The “Roast & Ground” magazine demonstrates editorial commitment that most coffee brands do not sustain. Regular, in-depth content about origins, techniques, and industry trends builds the kind of expertise perception that justifies premium pricing. It positions Union as a knowledge authority, not just a product seller.
The direct trade model is the brand’s deepest asset. Long-term farmer relationships, personal visits, and fair practices are not just ethical positioning — they are operational advantages. The beans are harder to find because they come from specific farms. The quality is more consistent because the relationships are ongoing. This is a supply chain advantage that translates into product quality, and it is visible to anyone who reads the detail.

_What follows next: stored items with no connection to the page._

PR #11801, opened 2026-08-11
[android] Add DisableLessAggressiveParkableString Java switch

sherryzy:
Expose DisableLessAggressiveParkableString in JavaSwitches.java to allow disabling LessAggressiveParkableString feature via Kimono/server configs, enabling foreground string compression and a 2s aging interval.

Bug: 544754813

### DIFF
--- a/third_party/blink/renderer/platform/bindings/parkable_string_manager.cc
+++ b/third_party/blink/renderer/platform/bindings/parkable_string_manager.cc
@@ -15,6 +15,7 @@
 #include "base/task/single_thread_task_runner.h"
 #include "base/time/time.h"
 #include "base/trace_event/memory_allocator_dump.h"
+#include "build/buildflag.h"
 #include "base/trace_event/process_memory_dump.h"
 #include "base/trace_event/trace_event.h"
 #include "third_party/blink/public/common/features.h"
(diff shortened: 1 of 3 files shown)


third_party/blink/renderer/platform/bindings/parkable_string_manager.cc
```diff
@@ -175,6 +176,15 @@ base::TimeDelta ParkableStringManager::AgingInterval() {
              : kAgingInterval;
 }
 
+#if BUILDFLAG(IS_COBALT)
+// static
+base::TimeDelta ParkableStringManager::FirstParkingDelay() {
+  return base::FeatureList::IsEnabled(features::kLessAggressiveParkableString)
+             ? kFirstParkingDelay
+             : base::Seconds(10);
```
hlwarriner: Please add a comment explaining why 10 is chosen as the value. Consider also refactoring the magic number as a named `constexpr static` constant, similar to `kFirstParkingDelay`.

hlwarriner (approved):
LGTM from the cobalt-web-api side, aside from the one minor comment.

johnxwork (approved):

johnxwork (approved):

third_party/blink/renderer/platform/bindings/parkable_string_manager.cc
johnxwork: This line of code is changing the behavior of your control group. Are you sure about this?

sherryzy: @johnxwork No, this does not change the control group. The control group has features::kLessAggressiveParkableString enabled, while the experiment group has this feature disabled and a shortened firstParkingDelay time.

The visual identity is understated and sophisticated. The earthy tones, classic typography, and clean layouts communicate quality without overclaiming. The brand feels considered rather than designed, which aligns well with the direct trade and artisan roasting positioning.
The Wider Pattern
Across the food and drink brands we have reviewed, we see a recurring pattern of brands that lead with products rather than with the reason the products exist. Gail’s Bakery leads with seasonal menus rather than its 130-bakery neighbourhood story. Grind leads with a discount code rather than its ocean plastic foundation. Union Coffee leads with bags of coffee rather than the farming communities that grew them. The products are the output. The story is the input. Brands that invert this — leading with why, then showing what — build the kind of loyalty that product grids alone cannot sustain.
If We Were Starting Fresh
We would make the farmer the first thing a visitor sees.
Not as a stock photo of hands holding coffee cherries. As a named person, from a named farm, in a named region. The kind of specificity that proves the direct trade claim is real. An interactive origin map connecting each coffee to its farming community — with photographs, stories, and the history of the relationship — would make Union’s differentiator visible and tangible. Origin Coffee, a competitor, already does this well. Union’s relationships are deeper but less visible.
The subscription would become a discovery experience. A taste profile quiz at sign-up. A sense of joining a community of people who care about where their coffee comes from. Subscriber-only origin stories. Early access to new arrivals. The functional mechanics of subscription (frequency, quantity, payment) would sit behind a layer of personality and curation.
“Roast & Ground” would be woven into the product experience. Each coffee page would link to the relevant origin story. Each farmer profile would connect to the beans available now. The editorial content would not sit in a separate section but would thread through the shopping experience, so that buying coffee and learning about coffee become the same journey.
The product grid would still exist. But it would not be the front door.